Luego de hacer “La ñapi de mamá”, el frontman espetó: “¿Se puede pedir algo más? Mirá la noche”, incredulidad que condimentó al llevarse las manos a la cabeza. Bajaron un cambio con el blues “Gárgara larga”, que el estadio premió con una ovación. Volvieron a subir con el rock work in progress “Vida de topos”, y siguieron subiendo con “Azulejo”. Llegaron más arriba al mecharla con “Qué tal”, y estalló por ese cielo hermoso al encajarle “La rubia tarada”. Y se apagaron las luces. Al encenderlas, Gustavo Santaolalla apareció con su ronroco, en un trono improvisado y al lado de Casalla, para evocar “¿Qué ves?”. Aparte de destacar que su primer invitado (amén de productor del disco La era de la boludez) los organizó, Mollo confesó que ese himno les costó hacerlo. A continuación, la iluminación se apagó de vuelta. El encendido encontró al músico subiéndose a un escenario chico, ubicado en el fondo del campo, para tocar una versión acústica de “Spaghetti de rock”.

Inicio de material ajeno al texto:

PR #9825, opened 2022-07-14
QL: add ql/repeated-word query

erik-krogh:
Inspired by [this comment](https://github.com/github/codeql/pull/9822#discussion_r920983468).  (Even though that's an `.md` file, which we won't detect).  

I also fixed all the alerts (as per usual).


tausbn (approved):
QL and Python stuff LGTM. :+1:

geoffw0 (approved):
I'm a bit surprised this doesn't require a whitelist of acceptable repeat words.  But the results speak for themselves. :+1:

cpp/ql/lib/semmle/code/cpp/dataflow/internal/DataFlowUtil.qll
```diff
@@ -699,7 +699,7 @@ private predicate exprToExprStep_nocfg(Expr fromExpr, Expr toExpr) {
         call.getTarget() = f and
         // AST dataflow treats a reference as if it were the referred-to object, while the dataflow
         // models treat references as pointers. If the return type of the call is a reference, then
-        // look for data flow the the referred-to object, rather than the reference itself.
+        // look for data flow the referred-to object, rather than the reference itself.
```
intrigus-lgtm, line 702: Shouldn't this be like this?
```suggestion
        // look for data flow to the referred-to object, rather than the reference itself.
```

michaelnebel (dismissed):
C# LGTM
QL for QL looks plausible to me :-)

atorralba (approved):
Java 👍

erik-krogh:
Merged with `main` to resolve a conflict.  
I'll merge on the next approving review. (@github/codeql-ruby 👀 ?).

PR #9827, opened 2022-07-14
QL: Query for detecting unused parameter in override methods

erik-krogh:
All current results are benign because the type of the unmentioned parameter is small.  
But it is very hard to statically determine that the  type is small. (E.g. one is an abstract class, where all (transitive) overrides are small).  

The fix to remove the alert for the benign results is just to insert `exists(param)` instead of `any()`.   

I did try to remove the `pred.hasAnnotation("override")` restriction, but that just gave me more noise.

### DIFF
--- a/ql/ql/src/codeql_ql/performance/VarUnusedInDisjunctQuery.qll
+++ b/ql/ql/src/codeql_ql/performance/VarUnusedInDisjunctQuery.qll
@@ -1,0 +1,27 @@
+import ql
+
+/**
+ * Holds if we assume `t` is a small type, and
+ * variables of this type are therefore not an issue in cartesian products.
+ */
+predicate isSmallType(Type t) {
+  t.getName() = "string" // DataFlow::Configuration and the like
+  or
+  exists(NewType newType | newType = t.getDeclaration() |
+    forex(NewTypeBranch branch | branch = newType.getABranch() | branch.getArity() = 0)
+  )
+  or
+  t.getName() = "boolean"
+  or
+  exists(NewType newType | newType = t.getDeclaration() |
+    forex(NewTypeBranch branch | branch = newType.getABranch() |
+      isSmallType(branch.getReturnType())
+    )
+  )
+  or
+  exists(NewTypeBranch branch | t = branch.getReturnType() |
+    forall(Type param | param = branch.getParameterType(_) | isSmallType(param))
+  )
+  or
+  isSmallType(t.getASuperType())
+}
--- a/ql/ql/src/queries/style/OverrideAny.ql
+++ b/ql/ql/src/queries/style/OverrideAny.ql
@@ -1,0 +1,40 @@
+/**
+ * @name Override with unmentioned parameter
+ * @description A predicate that overrides the default behavior but doesn't mention a parameter is suspicious.
+ * @kind problem
+ * @problem.severity warning
+ * @id ql/override-any
+ * @precision very-high
+ */
+
+import ql
+import codeql_ql.performance.VarUnusedInDisjunctQuery
+
+AstNode param(Predicate pred, string name, Type t) {
+  result = pred.getParameter(_) and
+  result.(VarDecl).getName() = name and
+  result.(VarDecl).getType() = t
+  or
+  result = pred.getReturnTypeExpr() and
+  name = "result" and
+  t = pred.getReturnType()
+}
+
+predicate hasAccess(Predicate pred, string name) {
+  exists(param(pred, name, _).(VarDecl).getAnAccess())
+  or
+  name = "result" and
+  exists(param(pred, name, _)) and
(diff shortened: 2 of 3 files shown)


ql/ql/src/codeql_ql/performance/VarUnusedInDisjunctQuery.qll
```diff
@@ -0,0 +1,27 @@
+import ql
+
+/**
+ * Holds if we assume `t` is a small type, and
+ * variables of this type are therefore not an issue in cartesian products.
+ */
+predicate isSmallType(Type t) {
+  t.getName() = "string" // DataFlow::Configuration and the like
```
kaeluka, line 8: Why are strings a small type? Small, here, means "low cardinality", right?

Edit: I see you've only moved a pre-existing predicate, but I'm still curious

ql/ql/src/codeql_ql/performance/VarUnusedInDisjunctQuery.qll
```diff
@@ -0,0 +1,27 @@
...
+  or
+  exists(NewType newType | newType = t.getDeclaration() |
+    forex(NewTypeBranch branch | branch = newType.getABranch() | branch.getArity() = 0)
```
kaeluka, line 11: Here, and in the recursive case two disjuncts below, why'd you need `forex`, rather than `forall`?

ql/ql/src/queries/style/OverrideAny.ql
```diff
@@ -0,0 +1,40 @@
+/**
+ * @name Override with unmentioned parameter
+ * @description A predicate that overrides the default behavior but doesn't mention a parameter is suspicious.
+ * @kind problem
+ * @problem.severity warning
+ * @id ql/override-any
+ * @precision very-high
```
kaeluka, line 7: Since the warnings are flagging benign cases, is precision `very-high` appropriate?

ql/ql/src/queries/style/OverrideAny.ql
```diff
@@ -0,0 +1,40 @@
...
+from Predicate pred, AstNode param, string name, Type paramType
+where
+  pred.hasAnnotation("override") and
+  param = param(pred, name, paramType) and
+  not hasAccess(pred, name) and
+  not pred.getBody() instanceof NoneCall and
+  exists(pred.getBody()) and
+  not isSmallType(pred.getParent().(Class).getType()) and
+  not isSmallType(paramType)
+select pred, "Override predicate doesn't mention $@.", param, name
```
kaeluka, line 40: Can you hint that `exists(..)` is a way to address the benign warnings in the error message?

kaeluka (approved):
I'm not sure if the `very-high` precision makes sense, since the query (in practice) tends to find benign cases. Alternatively, perhaps have the message explain the problem a bit better.

Other than that, I'd only improve the error message a bit to make the fix a bit easier.

The warnings found look good to me (JS and others).

Giving an approve as most of this is quite opinionated and I want the decision to be your's :+1:

ql/ql/src/codeql_ql/performance/VarUnusedInDisjunctQuery.qll
erik-krogh: `string` is often a `Configuration` like class, like `DataFlow::Configuration`, and those are unused in a whole lot of predicates.

ql/ql/src/codeql_ql/performance/VarUnusedInDisjunctQuery.qll
erik-krogh: I know that a branch must exists (so `forall` and `forex` are equivalent).  
And `forex` tend to avoid some horrible join-orders that can sometimes appear with `forall`, so I usually go for `forex` when they are equivalent.

ql/ql/src/queries/style/OverrideAny.ql
erik-krogh: Maybe not, but it doesn't really matter.  
If we get FP reports (I doubt it), then we can fix it.

erik-krogh: I lowered it to `high` since I touched the query anyway.

ql/ql/src/codeql_ql/performance/VarUnusedInDisjunctQuery.qll
kaeluka: 👍

ql/ql/src/codeql_ql/performance/VarUnusedInDisjunctQuery.qll
kaeluka: 🤷 ok! 👍

kaeluka (approved):
LGTM!

PR #9829, opened 2022-07-14
Kotlin: Don't extract a name for a '_' parameter

smowton:
I can't reproduce the exact circumstances, but these sometimes get "<anonymous parameter X>" names and sometimes get "$noName_X" names. Whichever way, avoiding extracting a synthetic name seems safest; anyone finding the .class file and not reading the metadata indicating it came from a `_` will extract the binary name selected, or else QL will invent a name.


igfoo:
Looks plausible, but it fails to build with 1.4.32:
```
2022-07-14T15:49:55.6699226Z ##[error]build_standalone_1.4.32/temp_src/main/kotlin/KotlinFileExtractor.kt:645:76: error: unresolved reference: UNDERSCORE_PARAMETER
2022-07-14T15:49:55.6701060Z             val syntheticParameterNames = vp.origin == IrDeclarationOrigin.UNDERSCORE_PARAMETER || ((vp.parent as? IrFunction)?.let { hasSynthesizedParameterNames(it) } ?: true)
```

smowton:
@igfoo now implemented for all supported versions.

igfoo (dismissed):

smowton:
@igfoo fix pushed

tamasvajk (approved):
LGTM

PR #9830, opened 2022-07-14
Kotlin: annotation properties should be java.lang.Class not KClass

smowton:
As documented at https://kotlinlang.org/docs/annotations.html#constructors, annotation properties of type KClass get rewritten when targeting the JVM.


tamasvajk (commented):
In the below example, we're extracting `java.lang.Class<?>` as the type of `arg1`. What is the type of `String::class`? Is that type assignable to `java.lang.Class<?>`? Does QL assume that the two types are compatible?

```kotlin
import kotlin.reflect.KClass
annotation class Ann(val arg1: KClass<*>, val arg2: KClass<out Any>)
@Ann(String::class, Int::class) class MyClass
```

smowton:
That probably is an issue; I'll take another pass at this once I'm done with Java extractors

smowton:
I've updated this to fix expression types in the annotation class' constructor and to handle arrays of classes. However I haven't addressed the expressions at annotation use site because we currently don't handle annotation uses at all (i.e., we never populate the `annotValue` table). We'll have to remember to fix this when we get around to that.

tamasvajk:
> ```kotlin
> import kotlin.reflect.KClass
> annotation class Ann(val arg1: KClass<*>, val arg2: KClass<out Any>)
> @Ann(String::class, Int::class) class MyClass
> ```

To remember this, I added this case to the issue tracking annotation extraction.

tamasvajk:
> I've updated this to fix expression types in the annotation class' constructor and to handle arrays of classes. However I haven't addressed the expressions at annotation use site because we currently don't handle annotation uses at all (i.e., we never populate the `annotValue` table). We'll have to remember to fix this when we get around to that.

To remember this, I added this case to the issue tracking annotation extraction.

tamasvajk (approved):
Looks reasonable to me.

PR #9831, opened 2022-07-14
Docs: Update supported languages page with links to CLI and pack information

adityasharad:
Include links to the CLI changelog, CLI releases, bundle releases, pack changelogs, and pack source.

Clarify that this support information applies to the current version of the CLI, bundle, query packs, and library packs.

Reviewer notes:
- I'm slightly unsure how often to mention the CodeQL bundle. We should mention it somewhere, but it feels like too much to mention it everywhere we mention the query or library packs. I've compromised by mentioning it only where we mention the CLI.

### DIFF
--- a/docs/codeql/codeql-overview/supported-languages-and-frameworks.rst
+++ b/docs/codeql/codeql-overview/supported-languages-and-frameworks.rst
@@ -11,14 +11,17 @@ CodeQL.
 Languages and compilers
 #######################
 
-CodeQL supports the following languages and compilers.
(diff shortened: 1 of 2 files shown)


mchammer01:
Docs first responder here 👋🏻 - thanks for creating this PR ✨ 
I've put it up for review on our board.

felicitymay (approved):
Thanks @adityasharad - I don't think we need to keep mentioning the bundle. This seems fine.

It does make me wonder when we'll be adding information for Ruby, but I'm guessing that will be with the GA of analysis later in the year.

PR #9837, opened 2022-07-15
Move definitions.ql back to src

aeisenberg:
LGTM requires the definitions.ql files to be in the src, not the lib pack.


adityasharad (approved):
LGTM. Will merge after we make an internal decision on whether to get this into 2.10.1 or main/2.10.2.

criemen:
Merging, as we decided that this will go into main.

PR #9953, opened 2022-08-02
Update tree-sitter-ruby

aibaars:
See: 
* https://github.com/tree-sitter/tree-sitter-ruby/pull/224
* https://github.com/tree-sitter/tree-sitter-ruby/pull/225


nickrolfe (commented):
Looks quite reasonable (and like it was quite a pain to figure out the upgrades!)

I've started a new DCA run, since you modified the stats since the last one.

I trust you did the usual trick of manually testing the downgrades and upgrades by running the tests with them?

nickrolfe (approved):

PR #9956, opened 2022-08-02
Make java/path-injection recognise create-file MaD sinks

smowton:


java/ql/src/Security/CWE/CWE-022/TaintedPath.ql
```diff
@@ -44,9 +49,7 @@ class TaintedPathConfig extends TaintTracking::Configuration {
...
 }
 
-from DataFlow::PathNode source, DataFlow::PathNode sink, PathCreation p, TaintedPathConfig conf
-where
-  sink.getNode().asExpr() = p.getAnInput() and
-  conf.hasFlowPath(source, sink)
-select p, source, sink, "$@ flows to here and is used in a path.", source.getNode(),
+from DataFlow::PathNode source, DataFlow::PathNode sink, TaintedPathConfig conf
+where conf.hasFlowPath(source, sink)
+select sink, source, sink, "$@ flows to here and is used in a path.", source.getNode(),
```
atorralba, line 54: Will this change in the `select` columns dismiss all existing alerts and create new ones for projects that already have results?

smowton: I suppose so -- I can have this report a `Top` so I can preserve the existing reporting location

atorralba: This query needs an extensive refactor anyway, so I'm not against doing that for the time being. I think it's better than cause friction with all the alert changes.

smowton: Amended as suggested

atorralba (dismissed):
LGTM now, thanks for the change. I guess at some point we should add tests for all the MaD `create-file` sinks though.

Edit: needs a change note.

smowton:
Yeah, was surprised to find they're all untested. I won't take that on right here :)

atorralba (approved):

PR #9963, opened 2022-08-03
Model `java.util.Properties.setProperty`

intrigus-lgtm:
Models `java.util.Properties.setProperty` as mentioned in https://github.com/github/codeql/pull/9817#issuecomment-1183619419


intrigus-lgtm:
I don't know whether this deserves a change note and whether this could be merged with the existing change note ([2022-07-13-properites.md](https://github.com/github/codeql/pull/9817/files#diff-a17ad305a88c8668d2027c7bdc6d9040272de64507161b1979d890f9eb404cfa)) as the change note seems to have already been released (https://github.com/github/codeql/blob/main/java/ql/lib/change-notes/released/0.3.1.md#minor-analysis-improvements).
Note that the existing change note both has a typo in the filename "properites" and in the content "java.util.Properites".

java/ql/test/library-tests/dataflow/collections/Test.java
```diff
@@ -84,7 +84,17 @@ public void run4() {
...
     sink(p.getProperty("key", "defaultValue")); // Flow
-    
+
+    Properties clean = new Properties();
+    sink(clean.getProperty("key", tainted)); // Flow
+  }
+
+  public void run5() {
+    Properties p = new Properties();
+    p.setProperty("key", tainted);
```
smowton, line 94: You should test that the return value of setProperty returns taint from the map too

smowton (commented):
Can't merge change notes, so yes give this a new one

java/ql/test/library-tests/dataflow/collections/Test.java
intrigus-lgtm, line 94: Like this?
```suggestion
    sink(p.setProperty("key", tainted)); // Flow
```

java/ql/test/library-tests/dataflow/collections/Test.java
```diff
@@ -84,7 +84,17 @@ public void run4() {
     p.put("key", tainted);
```
intrigus-lgtm, line 84: This method is similar to `setProperty`, should I also change it like this?
```suggestion
    sink(p.put("key", tainted)); // Flow
```

java/ql/test/library-tests/dataflow/collections/Test.java
smowton: I believe it returns the *old* value, so you actually want to store some taint, then store something clean and check that the return value of the clean store shows taint

java/ql/test/library-tests/dataflow/collections/Test.java
intrigus-lgtm: Done in https://github.com/github/codeql/pull/9963/commits/8eebe710ce568c49f57c51d958b211e4e0e4fa63

java/ql/test/library-tests/dataflow/collections/Test.java
intrigus-lgtm: Yes, you're right, `setProperty` returns the *old* value.
Done in https://github.com/github/codeql/pull/9963/commits/8eebe710ce568c49f57c51d958b211e4e0e4fa63

intrigus-lgtm: Done in https://github.com/github/codeql/pull/9963/commits/8eebe710ce568c49f57c51d958b211e4e0e4fa63

java/ql/test/library-tests/dataflow/collections/Test.java
```diff
@@ -84,8 +84,30 @@ public void run4() {
...
     sink(p.getProperty("key")); // Flow
     sink(p.getProperty("key", "defaultValue")); // Flow
-    
+
+    Properties clean = new Properties();
+    sink(clean.getProperty("key", tainted)); // Flow
```
smowton, line 89: This is accidentally duplicated on lines 98-99

intrigus-lgtm: Deduplicated :)

smowton (approved):

PR #9964, opened 2022-08-03
Swift: Query for CWE-79 / CWE-95

geoffw0:
Query for CWE-79 / CWE-95 / very loosely equivalent of MobSF `ios_load_html_string`.  The issue is that calling `UIWebView.loadHTMLString` or `WKWebView.loadHTMLString` (or a similar method) without specifying a base URL leaves the app potentially open to cross-site scripting attacks and extraction of data from the local file system.
```
webview.loadHTMLString(htmlData, baseURL: nil) // BAD
```

---

The query only reports cases where the `baseURL` is `nil` _and_ taint reaches `htmlData`.
 - if the `baseURL` is `nil` but the `htmlData` is not tainted, it seems unlikely an attacker would be able to get a URL they control resolved.
   - ideally we would be quite inclusive about the definition of 'taint' here (e.g. data from a database might be a likely source for a practical attack).
 - on the flip side if the `htmlData` is tainted but the `baseURL` is specified, the app could be vulnerable to attack but it seems just as likely its doing something complicated and dynamic with user data in a correct and safe way.  I'm not very keen to flag these cases.

---

The query does reasonably well in the tests, though there are certainly improvements to be made.  There are also taint extensions (`isAdditionalTaintStep`) that should be generalized to all Swift taint flow.  I will create follow-up issues to address these improvements to the libraries.


swift/ql/src/queries/Security/CWE-079/UnsafeWebViewFetch.ql
```diff
@@ -0,0 +1,143 @@
...
+import codeql.swift.dataflow.TaintTracking
+import codeql.swift.dataflow.FlowSources
+import DataFlow::PathGraph
+import codeql.swift.frameworks.StandardLibrary.String
+
+/**
+ * A taint source that is `String(contentsOf:)`.
+ * TODO: this shouldn't be needed when `StringSource` in `String.qll` is working.
+ */
+class StringContentsOfURLSource extends RemoteFlowSource {
```
MathiasVP, line 26: Oh, right. I see why you need this class. This is essentially the same issue as in https://github.com/github/codeql/pull/9673#discussion_r905171464. I have a fix for our MaD library so that we can delete this class, I'll put up a PR that fixes this once we've merged this PR.

swift/ql/src/queries/Security/CWE-079/UnsafeWebViewFetch.ql
```diff
@@ -0,0 +1,143 @@
...
+    // TODO: this should probably be part of DataFlow / TaintTracking.
+    node1.asExpr() = node2.asExpr().(AnyTryExpr).getSubExpr()
+    or
+    // allow flow through `!`
+    // TODO: this should probably be part of DataFlow / TaintTracking.
+    node1.asExpr() = node2.asExpr().(ForceValueExpr).getSubExpr()
+    or
+    // allow flow through string concatenation.
+    // TODO: this should probably be part of TaintTracking.
+    node2.asExpr().(AddExpr).getAnOperand() = node1.asExpr()
```
MathiasVP, line 114: The first two should definitely be taint steps that are included in `TaintTracking`, yeah.

I also think the string concatenation rule should be a taint step in `TaintTracking`. Maybe it should only be a taint step when the other operand is a constant string?

swift/ql/test/query-tests/Security/CWE-079/UnsafeWebViewFetch.swift
```diff
@@ -0,0 +1,217 @@
...
+
+	webview.loadHTMLString(localString, baseURL: nil) // GOOD: the HTML data is local
+	webview.loadHTMLString(getRemoteData(), baseURL: nil) // BAD: HTML contains remote input, may access local secrets
+	webview.loadHTMLString(remoteString, baseURL: nil) // BAD
+
+	webview.loadHTMLString("<html>" + localStringFragment + "</html>", baseURL: nil) // GOOD: the HTML data is local
+	webview.loadHTMLString("<html>" + remoteString + "</html>", baseURL: nil) // BAD
+
+	webview.loadHTMLString("<html>\(localStringFragment)</html>", baseURL: nil) // GOOD: the HTML data is local
+	webview.loadHTMLString("<html>\(remoteString)</html>", baseURL: nil) // BAD [NOT DETECTED]
```
MathiasVP, line 127: I'm not surprised this isn't caught, currently. We do extract the relevant parts, but it's not hooked up properly in the CFG/dataflow library yet ([here's](https://github.com/github/codeql-c-team/issues/1078) the internal issue for this).

Once that library issue is resolved, I imagine this missing flow will appear in this query.

swift/ql/src/queries/Security/CWE-079/UnsafeWebViewFetch.ql
```diff
@@ -0,0 +1,143 @@
...
+where
+  config.hasFlowPath(sourceNode, sinkNode) and
+  sink = sinkNode.getNode() and
+  (
+    // base URL is nil
+    sink.getBaseURL() instanceof NilLiteralExpr and
+    message = "Tainted data is used in a WebView fetch without restricting the base URL."
+    or
+    // base URL is tainted
+    config.hasFlow(_, any(DataFlow::Node n | n.asExpr() = sink.getBaseURL())) and
```
MathiasVP, line 140: Dataflow configurations actually have a couple of convenient wrappers around `hasFlow`, and this is a great place to use one of those.
```suggestion
    config.hasFlowToExpr(sink.getBaseURL()) and
```

swift/ql/src/queries/Security/CWE-079/UnsafeWebViewFetch.ql
```diff
@@ -0,0 +1,143 @@
...
+    message = "Tainted data is used in a WebView fetch with a tainted base URL."
+  )
+select sinkNode, sourceNode, sinkNode, message
```
MathiasVP, line 143: We normally use a `DataFlow::Node` as the first column (and not the `DataFlow::PathNode`).
```suggestion
select sink, sourceNode, sinkNode, message
```

swift/ql/src/queries/Security/CWE-079/UnsafeWebViewFetch.ql
```diff
@@ -0,0 +1,143 @@
...
+    // TODO: this should probably be part of TaintTracking.
+    node2.asExpr().(AddExpr).getAnOperand() = node1.asExpr()
+    or
+    // allow flow through `URL.init`.
+    exists(CallExpr call, ClassDecl c, AbstractFunctionDecl f |
+      c.getName() = "URL" and
+      c.getAMember() = f and
+      f.getName() = ["init(string:)", "init(string:relativeTo:)"] and
+      call.getFunction().(ApplyExpr).getStaticTarget() = f and
+      node1.asExpr() = call.getArgument(_).getExpr() and
```
MathiasVP, line 122:
```suggestion
      node1.asExpr() = call.getAnArgument().getExpr() and
```

MathiasVP (commented):
This looks great! Mostly some stylistic things. Many of my comments are just "You're right. This is a library thing that needs to be fixed". I can do those pretty quickly once this PR is merged. Do you want to run a DCA for this as well before we merge it?

swift/ql/src/queries/Security/CWE-079/UnsafeWebViewFetch.ql
```diff
@@ -0,0 +1,143 @@
...
+  override predicate isSource(DataFlow::Node node) { node instanceof RemoteFlowSource }
+
+  override predicate isSink(DataFlow::Node node) {
+    node instanceof Sink or
+    node.asExpr() = any(Sink s).getBaseURL()
+  }
+
+  override predicate isAdditionalTaintStep(DataFlow::Node node1, DataFlow::Node node2) {
+    // allow flow through `try!` and similar constructs
+    // TODO: this should probably be part of DataFlow / TaintTracking.
```
geoffw0, line 105: Issue created for this here: https://github.com/github/codeql-c-team/issues/1108

swift/ql/src/queries/Security/CWE-079/UnsafeWebViewFetch.ql
geoffw0: Fantastic!  I was going to create an issue for this, but it sounds like you're already on it and that would just be a duplicate, so I'll l eave it in your hands.

swift/ql/src/queries/Security/CWE-079/UnsafeWebViewFetch.ql
geoffw0: I'm actually suspicious flow through `try` and `!` should be *data* flow, never mind taint flow.

Why do you think we might not want taint flow through appending non-constant strings?

swift/ql/test/query-tests/Security/CWE-079/UnsafeWebViewFetch.swift
geoffw0: I've made it part of https://github.com/github/codeql-c-team/issues/1108, though obviously it depends on the issue you cited.

swift/ql/src/queries/Security/CWE-079/UnsafeWebViewFetch.ql
geoffw0: I just created https://github.com/github/codeql-c-team/issues/1108 to track this by the way, so ideally continue discussion of future taint steps on there.

swift/ql/src/queries/Security/CWE-079/UnsafeWebViewFetch.ql
geoffw0: Done.

swift/ql/src/queries/Security/CWE-079/UnsafeWebViewFetch.ql
geoffw0: Done.

swift/ql/src/queries/Security/CWE-079/UnsafeWebViewFetch.ql
geoffw0: Done, thanks!

swift/ql/src/queries/Security/CWE-079/UnsafeWebViewFetch.ql
```diff
@@ -0,0 +1,143 @@
...
+ * for this query.
+ */
+class UnsafeWebViewFetchConfig extends TaintTracking::Configuration {
+  UnsafeWebViewFetchConfig() { this = "UnsafeWebViewFetchConfig" }
+
+  override predicate isSource(DataFlow::Node node) { node instanceof RemoteFlowSource }
+
+  override predicate isSink(DataFlow::Node node) {
+    node instanceof Sink or
+    node.asExpr() = any(Sink s).getBaseURL()
```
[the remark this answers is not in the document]
geoffw0: It was a conflict caused by applying a suggestion after making another change.  Fixed.

swift/ql/test/query-tests/Security/CWE-079/UnsafeWebViewFetch.swift
```diff
@@ -0,0 +1,217 @@
...
+func testSimpleFlows() {
+	let webview = UIWebView()
+
+	webview.loadHTMLString(try! String(contentsOf: URL(string: "http://example.com/")!), baseURL: nil) // BAD [NOT DETECTED]
+
+	let data = try! String(contentsOf: URL(string: "http://example.com/")!)
+	webview.loadHTMLString(data, baseURL: nil) // BAD [NOT DETECTED]
+
+	let url = URL(string: "http://example.com/")
+	webview.loadHTMLString(try! String(contentsOf: url!), baseURL: nil) // BAD [NOT DETECTED]
```
geoffw0, line 109: I've created https://github.com/github/codeql-c-team/issues/1110 to debug these three omissions.  Likely an issue with DataFlow for Swift, rather than an issue in this query.

MathiasVP: Hm, indeed that is odd. I can take a look at this after this PR is merged.

MathiasVP:
Also, I'm happy to merge this as soon as CI is happy. I don't think we need to wait for a DCA run.

MathiasVP (approved):
LGTM!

Nadia Larcher esperó al frontman en el escenario central para cantar “Vientito de Tucumán”. Si la primera hora fue impetuosa, la segunda arrancó en el folk. La última vez que Mollo tocó en cancha de Vélez fue en el show de Spinetta, en 2009, y de él rescató “Despiértate nena”, para darle salida a “Sisters”. También hubo tributo para Pappo, con el cover de “Sucio y desprolijo”. A manera de obertura, el cantante y guitarrista advirtió: “Estamos cerca de La Paternal. Vamos a la calle Artigas”. Antes tocó “El arriero”, hermosura de blues bajo la mirada de Atahualpa Yupanqui. Hubo momento solista para el baterista Catriel Ciavarella, mini focos de pogo en “Cielito Lindo”, insanía en “Crua Chan”, todavía más insanía en “Rasputín/ Hey Jude”... y ahí llegó La Renga. En el remate, tras amagar con un “gracias totales”, arremetieron con “Ala Delta” y “El ojo blindado”. Cerca del cierre, Mollo explicó que la intención de la banda era trasladar en versión gigante sus shows en Teatro Flores. Entonces a por más Teatro de Flores al aire libre.